Activities of the sugar mill were important in overall discussions about the economics of both the local area and wider economy. The mill closed on 23 February 2011.

=== Operations ===
The Babinda Sugar Mill opened on 15 September 1915 but some operations and building of the mill had begun in 1914. The address of the Babinda Mill was on the Bruce Hwy, Babinda, Queensland.

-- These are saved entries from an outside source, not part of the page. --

PR #1306, opened 2022-06-01
EVG-15181 Fix revert emails not being sent

khelif96:
[EVG-15181](https://jira.mongodb.org/browse/EVG-15181)

### Description 
Now tries to fetch the tagged commit before the currently checked out commit. Since we rely on git tags to determine what is deployed it should accurately track the commits between the two tags. 
Fixed some formatting now spruce deploy emails look like evergreen and cedar emails.
Added a hint for reverts.

### Screenshots
image

### Testing 
Checked out a previous tag commit that is not HEAD and attempted to send an email.

### DIFF
--- a/email.sh
+++ b/email.sh
@@ -22,19 +22,7 @@ then
     exit 1
 fi
 
-# Detect which version of sed we have available to format the email
-case "$OSTYPE" in
-  darwin*)
-    echo "OSX detected using gsed"
-    gsed -i ':a;N;$!ba;s/\n/<br \/>/g' body.txt
 
-  ;;
-  linux*)
-    echo "LINUX detected using sed"
-    sed -i ':a;N;$!ba;s/\n/<br \/>/g' body.txt
-  ;;
-  *)        echo "unknown: $OSTYPE";;
-esac
 
 # Determine which verson of evergreen is available and use that
 if ! [ -x "$(command -v evergreen)" ]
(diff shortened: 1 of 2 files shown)


email.sh
```diff
@@ -52,6 +43,13 @@ else
   EVERGREEN=evergreen
 fi
 
+# Fetch previous release tag and get the commits since that tag
+CURRENT_COMMIT_HASH=$(git rev-parse --short HEAD)
+PREVIOUS_TAG=$(git describe --abbrev=0 $CURRENT_COMMIT_HASH\^)
+# get all commits since the previous tag
+git log --no-merges $PREVIOUS_TAG..$CURRENT_COMMIT_HASH --pretty="%h %s" >> body.txt
```
bsamek, line 50: nit: I think this should be `>`, not `>>` (on the risk that somehow there's another body.txt, we should overwrite it)

bsamek, line 50: Should we really include these commits in the case of a revert?

E.g., Imagine we deploy commit C, then a few days later B, then a few days later A. We then discover we need to revert A. When we deploy B, we include the commits between C and B. Would that be confusing? That suggests these are _newly_ deployed commits, when in fact they've been in prod the whole time.

bsamek (changes requested):

email.sh
khelif96: Good point i updated the revert email to only show the currently deployed hash.
It uses the presence of a non 0 execution to trigger the revert case. 
image

bsamek (approved):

It was a source of food and employment for nearly a decade and important for the local area and great Australian food industry. As part of the Bundaberg Sugar Ltd reports are available from the Queensland government.

== Workforce ==
As of 2011, the mill employed around 60 workers, with employment numbers increased to 100 during peak crushing season. The Courier-Mail reported at the time of closure that many workers at the mill came from families with many relatives who had been employed at the mill.

== Closure and legacy ==
The closure of the mill in 2011 was reportedly a "huge shock to canegrowers" in the region. The banana production industry in the local area replaced some of the economic activity.

In 2014, the previous site of the mill was earmarked for a residential housing development project. The project was described as being large-scale which was predicted to generate an economic boom for the local area. In 2017, it was proposed as a site for a biorefinery.

An additional photo can be sourced from the 1930s from the Townsville library.